Yes, this is a blog post about spring break. Honestly, I wasn’t going to write about anything I’ve been doing, but then I saw all of my blogging friends posting about their breaks and I got a little jealous. (Silly, right? I thought so too.) Nevertheless, here I am. (Ta-da!)

Usually, when I post something here, it’s about something that I’ve been thinking about or wrestling with and pertains to mental/emotional/spiritual growth. Today, I just need to write so bear with me and I’m sure something profound will come up. (No seriously, it just might happen.)

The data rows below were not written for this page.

Issue #1432, opened 2026-06-18
shouse: Blast Off (JP) will not rotate in analog output


Ewkerman:
The setting for flip screen is there but does not seem to do anything. Nothing in Dipswitches either.  It only shows in TATE in one direction (what is upside down for me)

rp-jt:
@jtmiki could you check this? Thanks!

jtmiki:
I have checked it with f8194e6 and the setting for flip screen does not work as Ewkerman said.
Showed up this attached error screen.

<img width="987" height="768" alt="Image" src="https://github.com/user-attachments/assets/a725dfe7-b7ee-4278-b489-1fa7aba33169" />

Ewkerman:
I also found it on 19XX core also.

jotego:
19XX should work

asturur:
I ll have a look with fresh eyes

asturur:
The reason for the error is this one:

```
f549  MCU  WR C100=F6  pc=BDE8   ; MCU writes its test ramp
f549  MCU  WR C101=F7  pc=BDE8   ;   F6, F7, F8
f549  MCU  WR C102=F8  pc=BDE8
f549  SND  RD 7101=F7  pc=D089   ; sound CPU, polling this byte, sees it go non-zero
f549  SND  WR 7101=80  pc=D09A   ; ...and answers by writing 80 over it
f549  SND  RD 7100=F6  pc=D09F
f550  MCU  RD C100=F6  pc=BDF7   ; readback: 0x100 = F6  correct
f550  MCU  RD C101=80  pc=BDF7   ; readback: 0x101 = 80  WRONG, expected F7
                                 ; -> status 02, address C101, error screen
```

the ram test write f6,f7,f8.
meanwhile the sound cpu is monitoring c010, reads f7, put there 80. when we go there to look for F7 we find 80.

asturur:
Would be interesting to know if the same happens on a real board at boot up. this happens only when you enter the dipswitch service menu at bootup. if you go there in mame with the service mode + reboot, it doesn't happen.

asturur:
@Ewkerman how were you able to reach the flip setting? i can't enter in menu at all.

Ewkerman:
I will check tonight.

Ewkerman:
@asturur Confirmed I can not get into Dip Switchs.  Also same issue with the Qix core (if that's yours). 

I thought the video settings would rotate it but it does not on any core via the analog out.

[...]

PR #1555, opened 2026-08-27
doc(): Blastoff memtest issue

asturur:
I summarized in this doc all i could find around this issue that is not easy at all.

All games are affected, but all games can pass the mem test outside blastoff.
This could be a real hardware behavior that would be solved by the warm boot path that instead fails for all games.

I have a workaround for the warm boot issue, but is ugly so i didn't commit it, is the kind of patch that at least written how is written shouldn't fit in a core.

```diff
--- a/cores/shouse/hdl/jtshouse_triram.v
+++ b/cores/shouse/hdl/jtshouse_triram.v
@@ -38,15 +38,21 @@ module jtshouse_triram(

 wire [ 7:0] xdout, xdin, p_bdin;
 wire [10:0] xaddr;
-wire        xwe, bwe;
+wire        xwe, bwe, we1, bcookie_cs, xcookie_cs;
 wire        xsel;
-reg         xsell;
+reg         xsell, rst_l, warm, warm_rd;
+reg  [ 5:0] warm_cnt;
+reg  [ 7:0] flag0, flagf;

 assign xsel  = snd_sel;
 assign xwe   = xsel ? snd_cs & ~srnw : mcu_cs & ~mcu_rnw;
 assign xaddr = xsel ? saddr : mcu_addr;
 assign xdout = xsel ? sdout : mcu_dout;
-assign bwe   = bus_cs & ~brnw;
+assign bcookie_cs = baddr==0 || baddr==11'h00f;
+assign xcookie_cs = xaddr==0 || xaddr==11'h00f;
+assign bwe   = bus_cs & ~brnw & ~rst & ~(warm & bcookie_cs);
+assign we1   = xwe & ~rst & (xaddr != 0 || xdout == 8'ha6 || xsel)
+             & ~(warm & xcookie_cs);

 assign mcu_din = xdin;
 assign bdin = p_bdin;
@@ -88,6 +94,40 @@ always @(posedge clk, negedge srst_n) begin
 end
 `endif

+// Compatibility: preserve the A6/nonzero warm-start cookie until sampled.
+initial begin
+    rst_l    = 0;
+    warm     = 0;
+    warm_rd  = 0;
+    warm_cnt = 0;
+    flag0    = 0;
+    flagf    = 0;
+end
+
+always @(posedge clk) begin
+    rst_l <= rst;
+    if( rst && !rst_l ) begin
+        warm     <= flag0==8'ha6 && flagf!=0;
+        warm_rd  <= 0;
+        warm_cnt <= 0;
+    end else if( !rst ) begin
+        if( warm ) begin
+            if( !warm_rd && bus_cs && brnw && baddr==11'h00f ) begin
+                warm_rd  <= 1;
+                warm_cnt <= 0;
+            end else if( warm_rd ) begin
+                warm_cnt <= warm_cnt+1'd1;
+                // Keep it stable through the BRAM/CPU read latency.
+                if( &warm_cnt ) warm <= 0;
+            end
+        end
+        if( bwe && baddr==0 ) flag0 <= bdout;
+        if( bwe && baddr==11'h00f ) flagf <= bdout;
+        if( we1 && xaddr==0 ) flag0 <= xdout;
+        if( we1 && xaddr==11'h00f ) flagf <= xdout;
+    end
+end
+
 always @(posedge clk, posedge rst) begin
     if( rst ) begin
         snd_din <= 0;
@@ -109,7 +149,7 @@ jtframe_dual_ram #(.AW(11)) u_ram(
     .clk1   ( clk   ),
     .data1  ( xdout ),
     .addr1  ( xaddr ),
-    .we1    ( xwe && (xaddr !=0 || xdout == 8'ha6 || xsel) ), // see https://github.com/jotego/jtcores/issues/410
+    .we1    ( we1 ), // see https://github.com/jotego/jtcores/issues/410
     .q1     ( xdin  )
 );
```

So far, my spring break has consisted of two things: reading and practicing. Yes.

Reading
Practicing

Ah! Here’s the profound truth. Neither of these things are what I naturally want to do. I find them both rather tedious actually—at least in my current context. However, I’m reminded of a lesson that I learned a while ago about being faithful in the little things. As a writer/thinker, it’s needful for me to be filled and inspired by other writers/thinkers. As a musician, it’s very much needful for me to practice and rehearse scales, techniques, and compositions.

I’m sure many of you have heard the idea that if you are faithful in the little things that you will be entrusted with big things later. I heard it as a child and it sounds kind of silly stated in the abstract, but it’s so true. You have to keep the end result in mind. What do you want to do? Where do you want to eventually be? How are you working toward those goals?

A goal doesn’t have to be some hugely specific entity. It can be general—that’s ok. As you progress toward it, it will become more specific and refined. This is the process of life and it’s ok: take your time.

I’m not where I want to be. I know I want to be someone who is so filled with wisdom and encouragement that it naturally flows out of me to others in speaking, blogging, and poetry. I know I want to be a musician who exposes people to grace and the eternal qualities of God through high-quality musicianship. Both of these things mean that I will have to spend loads of time investing into activities that will equip me to live this way.

As a junior, soon to be senior, in university, I easily lose sight of these goals as I go about the daily grind. Spring break has been a chance to step back and refocus, reenergize, and rededicate myself to the dreams I’ve entertained for so long. I’ve found that my passion is not dead, my God is still faithful, and life is not my enemy.